As the world marked International Nurses Day, Jeemol Shaji (66), a senior nursing officer in Lok Nayak Hospital, said that while her shift begins at 9 am, she reaches by 6 am to supervise and monitor the staff.

Written by Amil Bhatnagar | New Delhi |
Updated: May 12, 2021 10:09:47 pm
The nurses also have to ensure the risk to their families is minimised. (Express Photo)

From being unable to meet family members to working overtime, nurses in the capital say the current Covid surge has been particularly gruelling.

As the world marked International Nurses Day, Jeemol Shaji (66), a senior nursing officer in Lok Nayak Hospital, said that while her shift begins at 9 am, she reaches by 6 am to supervise and monitor the staff. Shaji had leaves sanctioned in March as she wanted to take care of her husband following a surgery. But as the second wave began, she cancelled her leaves.

“Since then, I have been taking care of Covid patients at the hospital and my husband at home. It is a difficult time, but I take precautions at home as much as I can,” said Shaji, who hails from Kerala. “I was supposed to get vaccinated, but that was delayed. I plan to get vaccinated in the coming weeks.”

Arokee (28) hails from Himachal Pradesh and is a nurse at Greater Noida’s Sharda Hospital. For the safety of her family’s safety, she has not visited home since August last year. “We have duties in three shifts. The hospital has given us a hostel where we stay. The hours are long and there is work, but we have a duty to perform. I met my family last year, and I have not met them since. Whenever I miss them, I talk to them on the phone, but nothing beyond that,” she said.

Shalini Nair (26), another nurse fron Sharda Hospital, has been trying to deal with the news of a friend’s death. “My friend was a nurse at a private hospital in Delhi. She died when she was eight months pregnant. I do not have words to describe what I feeling. I only imagine the life she was supposed to live. This is something all healthcare workers have been facing and psychologically, it is almost impossible to deal with these things. My son tested positive, and I had to live away from him. This (Covid-19) is the worst, and I appeal to people to take it seriously. It is ruining lives,” said Shalini, who is fully vaccinated.

A nurse at a Delhi government hospital spoke about the challenges almost all in the fraternity face: “We are short-staffed. We have lost some very good nurses to Covid recently. The patients also suffer as only a few of us have to manage.”

For 34-year-old Dhan Singh, a nurse at Lok Nayak, even finding time to consume a glass of water is a task during the night shift. “There are days when you don’t realise how the night has slipped into morning. The night shift begins from 8 pm, and the patient load is such that you cannot keep track of the hours. But at this point, all that matters is that the patients must be looked after. We are doing our job,” said Singh, who hails from Rajasthan.

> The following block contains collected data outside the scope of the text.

PR #373, opened 2021-12-11
update them docs

Lyxal:
to be merged along side #372

### DIFF
--- a/documents/knowledge/Elements.txt
+++ b/documents/knowledge/Elements.txt
@@ -659,11 +659,11 @@ d (Double)
 -------------------------------
 e (Exponentiation)
 
-- Exponentiate two numbers / get every nth character of a string / get length of a regex match
+- Exponentiate two numbers / extend string / get length of a regex match
 
     num a, num b: a ** b (exponentiation)
-    str a, num b: every bth character of a
-    num a, str b: every ath character of b
+    str a, num b: append a[0] until a is length b (spaces are used if a is empty)
+    num a, str b: append b[0] until b is length a (spaces are used if b is empty)
     str a, str b: regex.search(pattern=a, string=b).span() (Length of regex match)
     otherwise: vectorise
 -------------------------------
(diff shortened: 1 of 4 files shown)


documents/knowledge/Elements.txt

The nurses also have to ensure the risk to their families is minimised. “There is no set way to deal with these things, mentally. In my head, I know I have to ensure I maintain a distance from my family during quarantine for everyone’s safety. I have two children aged 11 and six. It is difficult, like it is for everyone else. But this is the way forward,” said Avinash Pareta, a nurse from Ram Manohar Lohia Hospital who has received both doses of the vaccine.